Kit stirred restlessly, and he dragged a hand through his hair, then switched off the television and waited—not sure what he was waiting for.
The silence stretched out, deep as the New Mexico night. He stared at the dogs, and they stared right back at him. A branch scraped the window. Baby draped her head across Diesel’s neck, looked at the television and wagged her tail. Coincidence?
Wolfe shook his head, returning the batteries to the remote and placing it next to Kit so she’d assume that she had turned off the movie in her sleep. Baby yawned. The previous phenomena with the television appeared to have stopped. Though Wolfe waited, nothing else happened.
Time to go.
But at the door he paused, unable to resist one last look at Kit. She was striking even in her sleep. In a dozen ways she reminded him of her mother, who’d still turned heads at sixty. Wolfe remembered the night Amanda O’Halloran had found him sleeping in the old barn, desperate and exhausted, still bleeding from his father’s drunken beating.
She had cleaned him up without a word, fed him without a word, then opened her heart as well as her house to him. When his father had come looking for him, she’d run him off with a shotgun.
He hadn’t thought of that night for years. It was this unnerving house, the dogs on the old Mexican rug and the fire that crackled happily.
He rubbed his thigh as he walked down the shadowed hallway. The wound had torn open again and was throbbing—a minor discomfort after the abuse Wolfe’s body had suffered over the years. He had a full supply of medicine in his field pack to deal with exactly this problem.
Something moved at the end of the corridor. Quickly Wolfe slid against the wall, listening to a shuffling noise in the hall.
The sounds came closer and then Baby appeared a few feet in front of him. Her ears perked up as she stared at the spot where Wolfe was standing, hidden in the shadows. Moments later Butch and Sundance moved to face the kitchen entrance, while Diesel prowled the house, going from window to window, alert and wary.
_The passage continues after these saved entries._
PR #1045, opened 2025-04-24
Simplify rename_cell_type

jasmainak:
Follow up from #1044 ... hopefully the correct branches now. Tests seem to pass locally

### DIFF
--- a/hnn_core/network.py
+++ b/hnn_core/network.py
@@ -124,6 +124,37 @@ def _compare_lists(s, t):
     return not t
 
 
+def _update_dict_keys(input_dict, old_key, new_key):
+    """Recursively update keys and values in a dictionary.
+
+    Parameters
+    ----------
+    input_dict : dict
+        The dictionary to update.
+    old_key : str
+        The key or value to replace.
+    new_key : str
+        The new key or value to replace with.
+
+    Returns
+    -------
+    updated_dict : dict
+        The updated dictionary with keys and values replaced.
+    """
+    updated_dict = dict()
+    for key, value in input_dict.items():
+        # Update the key if it matches old_key
+        new_key_name = new_key if key == old_key else key
+        # Recursively update values if they are dictionaries
+        if isinstance(value, dict):
+            updated_dict[new_key_name] = _update_dict_keys(
+                value, old_key, new_key)
+        else:
+            # Update the value if it matches old_key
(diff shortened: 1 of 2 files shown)


hnn_core/network.py
```diff
@@ -124,6 +124,37 @@ def _compare_lists(s, t):
     return not t
 
 
+def _update_dict_keys(input_dict, old_key, new_key):
```
jasmainak, line 127: should go into `utils` as you suggested @asoplata

hnn_core/network.py
```diff
@@ -124,6 +124,37 @@ def _compare_lists(s, t):
...
+    updated_dict = dict()
+    for key, value in input_dict.items():
+        # Update the key if it matches old_key
+        new_key_name = new_key if key == old_key else key
+        # Recursively update values if they are dictionaries
+        if isinstance(value, dict):
+            updated_dict[new_key_name] = _update_dict_keys(
+                value, old_key, new_key)
+        else:
+            # Update the value if it matches old_key
```
jasmainak, line 153:
```suggestion
```

superfluous comment

hnn_core/network.py
```diff
@@ -124,6 +124,37 @@ def _compare_lists(s, t):
...
+    new_key : str
+        The new key or value to replace with.
+
+    Returns
+    -------
+    updated_dict : dict
+        The updated dictionary with keys and values replaced.
+    """
+    updated_dict = dict()
+    for key, value in input_dict.items():
```
jasmainak, line 145: note after python 3.7 or 3.8 (don't remember the exact version) this will preserve order

asoplata:
Much more elegant! I will double check that it works for the sensitive `gid_ranges` etc., then move the recursion into utils, then merge into the `refactor...` branch.

asoplata:
@jasmainak I pushed some commits to your branch here. Updated some documentations, moved the function to utils, and most importantly changed the behavior of the replace function so that it also performs the replacement for any *list* elements inside the top-level dictionary. The last part was necessary because there were still replacements not being performed that should have been, as documented in the final commit message.

If you are okay with these changes, then please let me know and I will squash+merge this PR.

asoplata:
Note: Linkcheck fails can be ignored, since these branches were based off of old `master` versions that include out-of-date documentation links (which have been replaced since).

jasmainak:
Looks good. Please feel free to merge!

Baby let out a low growl and trotted to the kitchen door, staring at the window. She was soon joined by the other two dogs. When Diesel finished his circuit, he joined them in front of the kitchen doorway.
A noise brought Wolfe around, low and fast. Kit stood in the shadows, looking sleepy and mussed. The rifle she held was dead level. Then Diesel began to bark, and the other dogs joined in.
“Baby? Diesel? What’s wrong?”
She hadn’t seen him yet, Wolfe realized. She must have heard the dogs prowling around earlier.
But something else was moving in the darkness. Wolfe heard the faint crunch of feet on gravel outside.
Grabbing Kit, he pulled her out of sight, his hand clamped over her mouth. Seconds later the kitchen window shattered in a noisy explosion, glass flying over the tile floor.
She fought his grip as he pinned her against the wall with his body, feeling her panic in the wild rise and fall of her chest. She tried to kick him, but he nudged her leg aside and blocked her clawing fingers.
He brushed her breast, soft and warm beneath thin cotton, and the contact made him jerk as if he’d been burned; his hand locked over her mouth when she tried to protest.